Points and fractions of points, with par on the basis of 100 points.  For example, 91-16 represents 91 and 16/32, 91-17 represents 91 and 17/32, and 91-18 represents 91 and 18/32.

Minimum Price Increment

Outright transactions:  ½ of 1/32nd point ($15.625 per contract).

Calendar spreads:  ¼ of 1/32nd point ($7.8125 per contract).

Delivery Months

Nearest 3 months in the March-June-September-December quarterly cycle.

Last Trading Day

Seventh business day preceding the last business day of the delivery month.  Trading in expiring contracts terminates at 12:01 pm on the last trading day.
Last Delivery Day

Last business day of the delivery month.

Delivery Method

Physical delivery by Federal Reserve book-entry wire transfer system.

The delivery invoice price equals the futures contract settlement price times a conversion factor, plus accrued interest.  The conversion factor is the price of $1 par value of the delivered note to yield 6 percent per annum.
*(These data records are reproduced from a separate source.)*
PR #997, opened 2021-04-05
Logbook-netty more extractions

sokomishalov:
According to Norman Maurer (netty maintainer), this is the only way to extract scheme:
https://stackoverflow.com/questions/36280376/get-base-uri-of-io-netty-handler-codec-http-httprequest#comment109701966_36281043

### DIFF
--- a/logbook-core/src/test/java/org/zalando/logbook/CommonsLogFormatSinkTest.java
+++ b/logbook-core/src/test/java/org/zalando/logbook/CommonsLogFormatSinkTest.java
@@ -1,5 +1,6 @@
 package org.zalando.logbook;
 
+import org.junit.jupiter.api.BeforeEach;
 import org.junit.jupiter.api.Test;
 import org.mockito.ArgumentCaptor;
 import org.zalando.logbook.DefaultLogbook.SimpleCorrelation;
@@ -9,9 +10,11 @@ import java.io.IOException;
 import java.time.Clock;
 import java.time.Instant;
 import java.time.ZoneOffset;
+import java.util.Locale;
 
 import static java.time.Clock.fixed;
 import static java.time.ZoneOffset.UTC;
+import static java.util.Locale.US;
 import static org.junit.jupiter.api.Assertions.assertEquals;
 import static org.junit.jupiter.api.Assertions.assertFalse;
 import static org.junit.jupiter.api.Assertions.assertTrue;
@@ -25,6 +28,11 @@ import static org.mockito.Mockito.when;
 final class CommonsLogFormatSinkTest {
 
     private final HttpLogWriter writer = mock(HttpLogWriter.class);
+
+    @BeforeEach
+    void setUp() {
+        Locale.setDefault(US);
+    }
 
     @Test
     void shouldDelegateActive() {
--- a/logbook-netty/src/main/java/org/zalando/logbook/netty/Request.java
+++ b/logbook-netty/src/main/java/org/zalando/logbook/netty/Request.java
@@ -1,20 +1,29 @@
 package org.zalando.logbook.netty;
 
 import io.netty.buffer.ByteBuf;
+import io.netty.channel.Channel;
 import io.netty.channel.ChannelHandlerContext;
 import io.netty.handler.codec.http.HttpRequest;
+import io.netty.handler.codec.http.HttpUtil;
+import io.netty.handler.ssl.SslHandler;
+
+import java.net.InetSocketAddress;
+import java.net.SocketAddress;
 import java.net.URI;
 import java.nio.charset.Charset;
-import java.nio.charset.StandardCharsets;
+import java.util.Objects;
 import java.util.Optional;
 import java.util.concurrent.atomic.AtomicReference;
 import javax.annotation.Nullable;
+
 import lombok.AllArgsConstructor;
 import org.zalando.logbook.HttpHeaders;
 import org.zalando.logbook.Origin;
-import static io.netty.handler.codec.http.HttpHeaderNames.CONTENT_TYPE;
+
 import static io.netty.handler.codec.http.HttpHeaderNames.HOST;
+import static java.nio.charset.StandardCharsets.UTF_8;
 import static lombok.AccessLevel.PRIVATE;
+import static org.zalando.logbook.Origin.LOCAL;
 
 @AllArgsConstructor(access = PRIVATE)
 final class Request implements org.zalando.logbook.HttpRequest, HeaderSupport {
@@ -56,19 +65,34 @@ final class Request implements org.zalando.logbook.HttpRequest, HeaderSupport {
 
     @Override
     public String getScheme() {
-        // TODO pick the real one
-        return "http";
+        final SslHandler handler = context.channel().pipeline().get(SslHandler.class);
+        return handler == null ? "http" : "https";
     }
 
     @Override
     public String getHost() {
-        return request.headers().get(HOST, "unknown");
+        final String host = request.headers().get(HOST);
+        if (host == null) {
+            return extractAddress().map(InetSocketAddress::getHostString).orElse("unknown");
+        } else {
+            return stripPortIfNecessary(host);
+        }
     }
 
     @Override
     public Optional<Integer> getPort() {
-        // TODO implement
-        return Optional.empty();
+        return extractAddress().map(InetSocketAddress::getPort);
+    }
+
+    private String stripPortIfNecessary(String host) {
+        final int separator = host.indexOf(":");
+        return separator == -1 ? host : host.substring(0, separator);
+    }
+
+    private Optional<InetSocketAddress> extractAddress() {
+        final Channel channel = context.channel();
+        final SocketAddress address = origin == LOCAL ? channel.remoteAddress() : channel.localAddress();
+        return address instanceof InetSocketAddress ? Optional.of((InetSocketAddress) address) : Optional.empty();
     }
 
     @Override
@@ -89,13 +113,12 @@ final class Request implements org.zalando.logbook.HttpRequest, HeaderSupport {
     @Nullable
     @Override
     public String getContentType() {
-        return request.headers().get(CONTENT_TYPE);
+        return Objects.toString(HttpUtil.getMimeType(request), null);
     }
 
     @Override
     public Charset getCharset() {
-        // TODO pick the real one
-        return StandardCharsets.UTF_8;
+        return HttpUtil.getCharset(request, UTF_8);
     }
 
     @Override
--- a/logbook-netty/src/main/java/org/zalando/logbook/netty/Response.java
+++ b/logbook-netty/src/main/java/org/zalando/logbook/netty/Response.java
@@ -6,6 +6,8 @@ import java.nio.charset.Charset;
 import java.nio.charset.StandardCharsets;
 import java.util.concurrent.atomic.AtomicReference;
 import javax.annotation.Nullable;
+
+import io.netty.handler.codec.http.HttpUtil;
 import lombok.AllArgsConstructor;
 import org.zalando.logbook.HttpHeaders;
 import org.zalando.logbook.Origin;
@@ -49,8 +51,7 @@ final class Response
 
     @Override
     public Charset getCharset() {
-        // TODO pick the real one
-        return StandardCharsets.UTF_8;
+        return HttpUtil.getCharset(response, StandardCharsets.UTF_8);
     }
 
     @Override
--- a/logbook-netty/src/test/java/org/zalando/logbook/netty/RequestUnitTest.java
+++ b/logbook-netty/src/test/java/org/zalando/logbook/netty/RequestUnitTest.java
@@ -1,0 +1,64 @@
+package org.zalando.logbook.netty;
+
+import io.netty.channel.Channel;
+import io.netty.channel.ChannelHandlerContext;
+import io.netty.channel.ChannelPipeline;
+import io.netty.channel.local.LocalAddress;
+import io.netty.handler.codec.http.DefaultHttpHeaders;
+import io.netty.handler.codec.http.HttpMethod;
+import io.netty.handler.codec.http.HttpRequest;
+import io.netty.handler.codec.http.HttpVersion;
+import io.netty.handler.ssl.SslHandler;
+import org.junit.jupiter.api.Test;
+
+import static io.netty.handler.codec.http.HttpHeaderNames.CONTENT_TYPE;
+import static io.netty.handler.codec.http.HttpHeaderNames.HOST;
+import static java.nio.charset.StandardCharsets.UTF_8;
+import static org.assertj.core.api.Assertions.assertThat;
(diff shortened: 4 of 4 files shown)


whiskeysierra:
Can you rebase onto main? I had to fix a CVE there which also breaks your build.

sokomishalov:
@whiskeysierra sure, done

whiskeysierra:
Ok, now the tests are failing due to coverage:

```
Warning:  Rule violated for class org.zalando.logbook.netty.Request: lines covered ratio is 0.9, but expected minimum is 1.0
Warning:  Rule violated for class org.zalando.logbook.netty.Request: branches covered ratio is 0.5, but expected minimum is 1.0
```

sokomishalov:
Added unit test to cover `org.zalando.logbook.netty.Request`
P.S. Fixed `CommonsLogFormatSinkTest` on hosts with another default host locale (caused wrong datetime formatting)
P.S.S. Replaced deprecated reactor-netty API in tests

logbook-netty/src/test/java/org/zalando/logbook/netty/LogbookClientHandlerTest.java
```diff
@@ -48,11 +44,8 @@
             )
             .bindNow();
 
-    @SuppressWarnings("deprecation") // the alternative method is not available prior to 1.0.0
     private final HttpClient client = HttpClient.create()
-            .tcpConfiguration(tcpClient ->
-                    tcpClient.doOnConnected(connection ->
-                            connection.addHandlerLast(new LogbookClientHandler(logbook))))
+            .doOnConnected(connection -> connection.addHandlerLast(new LogbookClientHandler(logbook)))
```
whiskeysierra, line 48: The suppression was important, because the replacement method breaks backwards compatibility with prior versions of netty.

logbook-netty/src/test/java/org/zalando/logbook/netty/LogbookClientHandlerTest.java
```diff
@@ -33,11 +33,7 @@
 final class LogbookClientHandlerTest {
 
     private final HttpLogWriter writer = mock(HttpLogWriter.class);
-
-    private final Logbook logbook = Logbook.builder()
-            .strategy(new TestStrategy())
-            .sink(new DefaultSink(new DefaultHttpLogFormatter(), writer))
-            .build();
+    private final Logbook logbook = Logbook.builder().strategy(new TestStrategy()).sink(new DefaultSink(new DefaultHttpLogFormatter(), writer)).build();
```
whiskeysierra, line 36: Can you revert the formatting?

logbook-netty/src/test/java/org/zalando/logbook/netty/LogbookServerHandlerTest.java
```diff
@@ -33,17 +33,10 @@
 final class LogbookServerHandlerTest {
 
     private final HttpLogWriter writer = mock(HttpLogWriter.class);
+    private final Logbook logbook = Logbook.builder().strategy(new TestStrategy()).sink(new DefaultSink(new DefaultHttpLogFormatter(), writer)).build();
```
whiskeysierra, line 36: Same here, reformatting is not needed, is it?

logbook-netty/src/test/java/org/zalando/logbook/netty/LogbookServerHandlerTest.java
```diff
@@ -33,17 +33,10 @@
...
-            .strategy(new TestStrategy())
-            .sink(new DefaultSink(new DefaultHttpLogFormatter(), writer))
-            .build();
-
-    @SuppressWarnings("deprecation") // the alternative method is not available prior to 1.0.0
     private final DisposableServer server = HttpServer.create()
-            .tcpConfiguration(tcpServer ->
-                    tcpServer.doOnConnection(connection ->
-                            connection.addHandlerLast(new LogbookServerHandler(logbook))))
+            .doOnConnection(connection -> connection.addHandlerLast(new LogbookServerHandler(logbook)))
```
whiskeysierra, line 39: Suppression was intentional to preserve backwards compatibility.

logbook-netty/src/main/java/org/zalando/logbook/netty/Request.java
```diff
@@ -114,6 +131,8 @@ void buffer(final ByteBuf content) {
         state.updateAndGet(state -> state.buffer(request, content));
     }
 
+
+
```
whiskeysierra, line 135:
```suggestion
```

logbook-netty/src/main/java/org/zalando/logbook/netty/Request.java
```diff
@@ -56,19 +64,29 @@ public String getMethod() {
...
-        return "http";
+        SslHandler handler = context.channel().pipeline().get(SslHandler.class);
+        return handler == null ? "http" : "https";
     }
 
     @Override
     public String getHost() {
-        return request.headers().get(HOST, "unknown");
+        String host = request.headers().get(HOST);
+        if (host != null) {
```
whiskeysierra, line 74: I'd prefer to invert the expression/if.

logbook-netty/src/main/java/org/zalando/logbook/netty/Request.java
```diff
@@ -56,19 +64,29 @@ public String getMethod() {
...
+            int separator = host.indexOf(":");
+            return separator == -1 ? host : host.substring(0, separator);
```
whiskeysierra, line 76: Would be easier to understand if it were a small private method with a descriptive name, e.g. `stripPortIfNecessary`.

logbook-netty/src/main/java/org/zalando/logbook/netty/Request.java
```diff
@@ -56,19 +64,29 @@ public String getMethod() {
...
+        } else {
+            return extractAddress().map(NetUtil::getHostname).orElse("unknown");
```
whiskeysierra, line 78: Is this safe to do? Does it to a DNS query? Would it actually report a hostname that the client didn't use?

logbook-netty/src/main/java/org/zalando/logbook/netty/Request.java
```diff
@@ -56,19 +64,29 @@ public String getMethod() {
...
 
     @Override
     public Optional<Integer> getPort() {
-        // TODO implement
-        return Optional.empty();
+        return extractAddress().map(InetSocketAddress::getPort);
+    }
+
+    private Optional<InetSocketAddress> extractAddress() {
+        SocketAddress address = origin == Origin.LOCAL ? context.channel().remoteAddress() : context.channel().localAddress();
```
whiskeysierra, line 88:
```suggestion
        final Channel channel = context.channel();
        final SocketAddress address = origin == LOCAL ? channel.remoteAddress() : channel.localAddress();
```

logbook-netty/src/main/java/org/zalando/logbook/netty/Request.java
```diff
@@ -56,19 +64,29 @@ public String getMethod() {
...
+        SslHandler handler = context.channel().pipeline().get(SslHandler.class);
+        return handler == null ? "http" : "https";
     }
 
     @Override
     public String getHost() {
-        return request.headers().get(HOST, "unknown");
+        String host = request.headers().get(HOST);
+        if (host != null) {
+            int separator = host.indexOf(":");
```
whiskeysierra, line 75:
```suggestion
            final int separator = host.indexOf(":");
```

logbook-netty/src/main/java/org/zalando/logbook/netty/Request.java
```diff
@@ -56,19 +64,29 @@ public String getMethod() {
...
-        // TODO pick the real one
-        return "http";
+        SslHandler handler = context.channel().pipeline().get(SslHandler.class);
+        return handler == null ? "http" : "https";
     }
 
     @Override
     public String getHost() {
-        return request.headers().get(HOST, "unknown");
+        String host = request.headers().get(HOST);
```
whiskeysierra, line 73:
```suggestion
        final String host = request.headers().get(HOST);
```

logbook-netty/src/main/java/org/zalando/logbook/netty/Request.java
```diff
@@ -56,19 +64,29 @@ public String getMethod() {
 
     @Override
     public String getScheme() {
-        // TODO pick the real one
-        return "http";
+        SslHandler handler = context.channel().pipeline().get(SslHandler.class);
```
whiskeysierra, line 67:
```suggestion
        final SslHandler handler = context.channel().pipeline().get(SslHandler.class);
```

logbook-netty/src/main/java/org/zalando/logbook/netty/Request.java
whiskeysierra: Static import for Origin allows to use LOCAL directly.

logbook-netty/src/main/java/org/zalando/logbook/netty/Request.java
```diff
@@ -89,13 +107,12 @@ public HttpHeaders getHeaders() {
     @Nullable
     @Override
     public String getContentType() {
-        return request.headers().get(CONTENT_TYPE);
+        return Optional.ofNullable(HttpUtil.getMimeType(request)).map(CharSequence::toString).orElse(null);
```
whiskeysierra, line 110:
```suggestion
        return Objects.toString(HttpUtil.getMimeType(request), null);
```

logbook-netty/src/main/java/org/zalando/logbook/netty/Request.java
sokomishalov: fixed

logbook-netty/src/main/java/org/zalando/logbook/netty/Request.java
sokomishalov: fixed

logbook-netty/src/main/java/org/zalando/logbook/netty/Request.java
sokomishalov: done

logbook-netty/src/main/java/org/zalando/logbook/netty/Request.java
sokomishalov: fixed

logbook-netty/src/main/java/org/zalando/logbook/netty/Request.java
sokomishalov: done

logbook-netty/src/main/java/org/zalando/logbook/netty/Request.java
sokomishalov: Yes, it is
This method delegates to `InetSocketAddress::getHostString` on java >= 1.7
Replaced with explicit usage of this method.

logbook-netty/src/main/java/org/zalando/logbook/netty/Request.java
sokomishalov: fixed

logbook-netty/src/main/java/org/zalando/logbook/netty/Request.java
sokomishalov: fixed

logbook-netty/src/test/java/org/zalando/logbook/netty/LogbookClientHandlerTest.java
sokomishalov: sure

logbook-netty/src/test/java/org/zalando/logbook/netty/LogbookClientHandlerTest.java
sokomishalov: OK, I've reverted

logbook-netty/src/test/java/org/zalando/logbook/netty/LogbookServerHandlerTest.java
sokomishalov: reverted

logbook-core/src/test/java/org/zalando/logbook/CommonsLogFormatSinkTest.java
```diff
@@ -26,6 +28,11 @@
 
     private final HttpLogWriter writer = mock(HttpLogWriter.class);
 
+    @BeforeEach
+    void setUp() {
+        Locale.setDefault(Locale.ENGLISH);
```
whiskeysierra, line 33: Do you happen to have the error (message) at hand that you experienced without this?

logbook-netty/src/test/java/org/zalando/logbook/netty/LogbookClientHandlerTest.java
```diff
@@ -39,6 +39,7 @@
             .sink(new DefaultSink(new DefaultHttpLogFormatter(), writer))
             .build();
 
+
```
whiskeysierra, line 42:
```suggestion
```

logbook-netty/src/main/java/org/zalando/logbook/netty/Request.java
whiskeysierra: I'm still thinking, under which circumstances would this code execute and what does the hostname actually represent in that case? It's essentially a heuristic for the case that we didn't receive a `Host` header, right? We then try to do a reverse lookup of the channel's ip address to find the most likely hostname?

logbook-core/src/test/java/org/zalando/logbook/CommonsLogFormatSinkTest.java
sokomishalov: image
As you can see, month letters are cyrillic on my machine with the default locale (Russian in my case) and it causes test failures.
And I decided that changing formatter locale in `CommonsLogFormatSink` would be breaking change so I added this setup.

whiskeysierra: Actually, I believe you discovered a bug. CLF is using US date time format, afaik.

sokomishalov: Well, I supposed the same way as you. But specification says [here](https://en.wikipedia.org/wiki/Common_Log_Format) and [here](https://strftime.org/):
```
[10/Oct/2000:13:55:36 -0700] is the date, time, and time zone that the request was received, by default in strftime format %d/%b/%Y:%H:%M:%S %z.
.....
%b - Month as **locale’s** abbreviated name (i.e. Sep)
```

whiskeysierra:
👍

whiskeysierra:
@sokomishalov Thank you, for your contributions! It's highly appreciated. Sorry that it took so long and thanks for engaging in the review! 📣 

I just released your changes as 2.7.0 to maven central.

Block Trade Thresholds and Reporting Requirements 

RTH           5,000+ contracts       

ETH            2,500+ contracts      

ATH            1,250+ contracts

Block trades executed during Regular Trading Hours (RTH) must be reported to the Exchange by the seller within 5 minutes of transaction. Block trades executed during European Trading Hours (ETH) or Asian Trading Hours (ATH) must be reported to the Exchange by the seller within 15 minutes of transaction.

Trading Hours and Venue 

CME Globex:  5pm to 4pm, Sun-Fri.

CME ClearPort:  5pm to 4pm, Sun-Fri.

Ultra 10-Year U.S. Treasury Note futures will trade on, and according to the rules of, the Chicago Board of Trade.

Trade Match Algorithms

Outright transactions:  F -- FIFO

Calendar spreads:  K -- Split FIFO/Pro Rata, with 20% FIFO and 80% Pro Rata

Ticker Symbol

TN

*These contracts will be listed with, and subject to, the rules and regulations of the CBOT, pending certification of contract terms and conditions with the CFTC and completion of all applicable regulatory review periods. 
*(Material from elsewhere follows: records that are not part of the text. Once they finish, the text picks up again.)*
Issue #963, opened 2021-02-24
RestTemplate returns NULL data while using LogbookClientHttpRequestInterceptor


sergkunz:
## Description

Hi, I'm getting NULL data while using LogbookClientHttpRequestInterceptor

Example (Kotlin):

            val restTemplate = RestTemplate()
            val interceptor = LogbookClientHttpRequestInterceptor(logbook)
            restTemplate.interceptors.add(interceptor)
            val response: ResponseEntity<String> = restTemplate.getForEntity("http://localhost:8090/test", String::class.java)
            println(response.body.toString()) // prints null

response.body returns NULL

If I remove LogbookClientHttpRequestInterceptor, response.body returns non-null data

            val restTemplate = RestTemplate()
            val response: ResponseEntity<String> = restTemplate.getForEntity("http://localhost:8090/test", String::class.java)
            println(response.body.toString()) // prints non-null data

Is it a bug or I am doing something wrong?

## Expected Behavior

RestTemplate should return non-null data while using LogbookClientHttpRequestInterceptor

## Actual Behavior
RestTemplate returns NULL data

## Steps to Reproduce
See example above

## Your Environment

* Version used: logbook v2.5.0 (org.zalando:logbook-spring-boot-starter:2.5.0), Spring boot v2.3.0.RELEASE, Kotlin v1.3.72

fmedisov:
It seems, this bug is fixed in scope of [Fix empty response... #948 ](https://github.com/zalando/logbook/pull/948) changes in v2.4.2.

sergkunz:
Hi, thank you for quick response. 
But now I'm getting an ResourceAccessException in v2.4.2

org.springframework.web.client.ResourceAccessException: I/O error on GET request for "http://localhost:8090/test": mark/reset not supported; nested exception is java.io.IOException: mark/reset not supported
	at org.springframework.web.client.RestTemplate.doExecute(RestTemplate.java:748)
	at org.springframework.web.client.RestTemplate.execute(RestTemplate.java:674)
	at org.springframework.web.client.RestTemplate.getForEntity(RestTemplate.java:342)
	at ru.lamoda.wmsprinting.service.SomeRestClient.doRestQuery(SomeRestClient.kt:49)
	at java.base/jdk.internal.reflect.NativeMethodAccessorImpl.invoke0(Native Method)
	at java.base/jdk.internal.reflect.NativeMethodAccessorImpl.invoke(NativeMethodAccessorImpl.java:62)
[...]

PR #998, opened 2021-04-08
fix the RestTemplate interceptor & confirm with wiremock

nhomble:
- Want to help resolve: https://github.com/zalando/logbook/issues/963
- Seems like the `MockRestServiceServer` isn't verifying enough

## Description

The previous attempt to fix was calling `.reset()` which seems dangerous since not every child class impls this method. On my [repro](https://github.com/nhomble/logbook-resttemplate-error-repro), I had `EofSensorInputStream`. 

Instead of trying to reset the response body directly, we can leverage spring's wrappers. This requires no changes to logbook and just an update to documentation. The new test with `wiremock` confirms this behavior. 

## Motivation and Context

https://github.com/zalando/logbook/issues/963
## Types of changes

## Checklist:

### DIFF
--- a/README.md
+++ b/README.md
@@ -632,8 +632,11 @@ The `logbook-spring` module contains a `ClientHttpRequestInterceptor` to use wit
 ```java
     LogbookClientHttpRequestInterceptor interceptor = new LogbookClientHttpRequestInterceptor(logbook);
     RestTemplate restTemplate = new RestTemplate();
+    restTemplate.setRequestFactory(new BufferingClientHttpRequestFactory(restTemplate.getRequestFactory()));
     restTemplate.getInterceptors().add(interceptor);
 ```
+
+**note** if you use the `spring-boot-starter` then you can enable this with spring properties `logbook.write.interceptors-enabled=true`
 
 ### Spring Boot Starter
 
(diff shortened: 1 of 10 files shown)


whiskeysierra:
> This requires no changes to logbook and just an update to documentation.

That's a breaking change though. If buffering is the only viable solution, then the interceptor should just do that internally, without requiring users to change their code.

nhomble:
> > This requires no changes to logbook and just an update to documentation.
> 
> That's a breaking change though. If buffering is the only viable solution, then the interceptor should just do that internally, without requiring users to change their code.

I don't think we'll get a solution out of the interceptor since it just consumes `ClientHttpResponse` object from spring, so proxying that isn't obvious to me. Maybe we introduce one more customizer at the `RestTemplate` level that configures both the interceptor and the request factory. We could write a `LogbookRestTemplateCustomizer`. 

The `.reset()` just breaks for me so I kept this pr light with a new test - but I am happy add the customizer here for you to see as well.

kyle18th:
@nhomble

kyle18th:
@nhomble How about add a **LOWEST_PRECEDENCE** `RestTemplateCustomizer` to set `BufferingClientHttpRequestFactory` if `RestTemplate` has a `LogbookClientHttpRequestInterceptor`?  If so, we don't need to set a propertity.

```
@Bean
@Order
public RestTemplateCustomizer restTemplateBufferingRequestFactoryCustomizer() {
    return restTemplate -> {
        boolean hasLogbookInterceptor = restTemplate.getInterceptors().stream()
                .anyMatch(LogbookClientHttpRequestInterceptor.class::isInstance);
        if (hasLogbookInterceptor) {
            restTemplate.setRequestFactory(new BufferingClientHttpRequestFactory(restTemplate.getRequestFactory()));
        }
    };
}
```

nhomble:
> @nhomble How about add a **LOWEST_PRECEDENCE** `RestTemplateCustomizer` to set `BufferingClientHttpRequestFactory` if `RestTemplate` has a `LogbookClientHttpRequestInterceptor`? If so, we don't need to set a propertity.

Nice idea @kyle18th, I am open to either approach. Personally, I prefer the customizer to work by existence and not conditional on something else but if you think your approach is a better practice I'm happy to learn.

mrResident:
> @nhomble How about add a **LOWEST_PRECEDENCE** `RestTemplateCustomizer` to set `BufferingClientHttpRequestFactory` if `RestTemplate` has a `LogbookClientHttpRequestInterceptor`? If so, we don't need to set a propertity.
> 
> ```
> @Bean
> @Order
> public RestTemplateCustomizer restTemplateBufferingRequestFactoryCustomizer() {
>     return restTemplate -> {
>         boolean hasLogbookInterceptor = restTemplate.getInterceptors().stream()
>                 .anyMatch(LogbookClientHttpRequestInterceptor.class::isInstance);
>         if (hasLogbookInterceptor) {
>             restTemplate.setRequestFactory(new BufferingClientHttpRequestFactory(restTemplate.getRequestFactory()));
>         }
>     };
> }
> ```

If getting response with HTTP code 401 then may catch exception

"cannot retry due to server authentication, in streaming mode; nested exception is java.net.HttpRetryException: cannot retry due to server authentication, in streaming mode"

whiskeysierra:
This is essentially the same fix as #1041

Quarterly Options and Serial Options on Ultra 10-Year U.S. Treasury Note Futures*

(All times of day are Chicago time, unless otherwise noted.)

Contract Size

One (1) Ultra 10-Year U.S Treasury Note Future (TBD).

Contract Months

Option expirations in the first three consecutive months (two Serial option expirations and one Quarterly option expiration) plus Quarterly option expirations in the next two months in the March Quarterly cycle (March, June, September, December).  Serial options will exercise into futures for delivery in the March Quarterly month next following the option expiration month.  Quarterly options will exercise into futures contracts for delivery in the same month as the option expiration month.
Minimum Trade Increment

1/64th of one point ($15.625 per contract), rounded to the nearest cent per contract.
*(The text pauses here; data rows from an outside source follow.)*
PR #1013, opened 2021-04-29
append empty headers matching support - for example, if header is abs…

Mikhail-Polivakha:
Append empty headers matching support 

## Description
In general, I have made it possible to apply predicate to header even if it is absent considering header as empty string. Below u can see my triuble with that

## Motivation and Context
II have faced an issue I want to exclude with logbook some requests, that has contain empty Authorization header or **does not contain it at all**. As u can understand header name here is unimportant, it could be easily some another header. Unfortunately, by default, if logbook see that header is absent it is not apply predicate to it at all. This it quite sadly, because what I really need to tell logbook is something like this : "Hey, if Authorization header is absent, or consists of an empty string, that you should not log request and corresponding response". 

## Types of changes

The changes I have made is quite simple:
1) Adjust 2 methods in **Conditions** - I think changes is self descriptive, I have made possible to compare header even if it is absent (in this case header is considered as empty string) with predicate  
2) I have obviously run unit tests and fix one that have failed because of my change. This test btw describes my idea - even if header is empty it possibly could satisfy predicate
3) Append apache commons dependency, to just simplify some ordinary stuff, hope we will make use of this latter also

## Checklist:
I think my changes should be somewhere documented. If you will procure me place where this change should be documented I will certainly supply you with one

Best regards,
Mikhail

### DIFF
--- a/logbook-core/src/main/java/org/zalando/logbook/Conditions.java
+++ b/logbook-core/src/main/java/org/zalando/logbook/Conditions.java
@@ -1,11 +1,14 @@
 package org.zalando.logbook;
 
+import org.apache.commons.lang3.StringUtils;
 import org.apiguardian.api.API;
 import org.zalando.logbook.common.Glob;
 import org.zalando.logbook.common.MediaTypeQuery;
 
 import java.util.Arrays;
 import java.util.Collection;
+import java.util.Collections;
+import java.util.List;
 import java.util.function.BiPredicate;
 import java.util.function.Function;
 import java.util.function.Predicate;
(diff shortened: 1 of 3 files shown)


whiskeysierra:
Thanks for your contribution!

Unfortunately, the way how it's implemented can't be merged for two reasons:

1. It's a breaking change, i.e. it changes behavior
2. All parameters are non-null by default. See https://github.com/zalando/logbook/blob/main/logbook-core/src/main/java/org/zalando/logbook/package-info.java

Instead of sneaking new behavior into an existing method, why not introducing a new one to test for absent headers?

```java
Logbook.builder()
    .condition(exclude(
        withoutHeader("Authorization").or(header("Authorization", ""))
    ))
   .build()
```

Mikhail-Polivakha:
Uh! I just does not know that I am able to use **withoutHeader()** Condition, so of course, in this case it is not necessary at all. Maybe I am a bit inattentive, but consider doc this opprotunity :) Because I have not seen this functional during me research before merge request (maybe I am just a bit remiss). But thank you!

whiskeysierra:
That condition doesn't exist yet, but it would be a better addition, imo.

Mikhail-Polivakha:
I can take care of this, if I may

whiskeysierra:
Contributions are highly appreciated! 📣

For cabinet transactions only, option prices may range from $1.00 to $15.00, in $1.00 increments per option contract.

Strike Price Interval

Strike prices will be listed in increments of one-half of one point. The minimum strike price range will include the strike price closest to the most recent futures daily settlement price (ATM) plus the next fifty consecutive strike prices above ATM and the next fifty consecutive strike prices below ATM.

Last Trading Day

Options cease trading on the last Friday, which precedes by at least two business

days, the last business day of the month preceding the named option expiration month.

Expiration

Trading in expiring options shall cease on the last trading day at the close of the regular CME Globex trading session for the corresponding futures contract.  Unexercised options shall expire at 7pm on the last trading day.

Exercise Style

American Style: The buyer of an option may exercise the option on any business day prior to expiration by giving notice to CME Clearing by 6pm.  Options that expire in the money are automatically exercised after 6pm, unless CME Clearing has received contrary instructions.  Option exercise, whether voluntary or automatic, is determined in relation to the daily settlement price of the futures contract into which the options is exercisable.
Block Trade Thresholds and Reporting Requirements

RTH           7,500+ contracts       

ETH            3,750+ contracts      

ATH            1,875+ contracts

Block trades executed during Regular Trading Hours (RTH) must be reported to the Exchange by the seller within 5 minutes of transaction. Block trades executed during European Trading Hours (ETH) or Asian Trading Hours (ATH) must be reported to the Exchange by the seller within 15 minutes of transaction.                 

Trading Hours and Venue 

CME Globex:  5pm to 4pm, Sun-Fri.

Open Outcry:    7:20am to 2pm, Mon-Fri

Quarterly Options and Serial Options on Ultra 10-Year US Treasury Note futures will trade on, and according to the rules of, the Chicago Board of Trade.

Ticker Symbol

CME Globex:  OTN

Open Outcry: OTN

*These contracts will be listed with, and subject to, the rules and regulations of the CBOT, pending certification of contract terms and conditions with the CFTC and completion of all applicable regulatory review periods. 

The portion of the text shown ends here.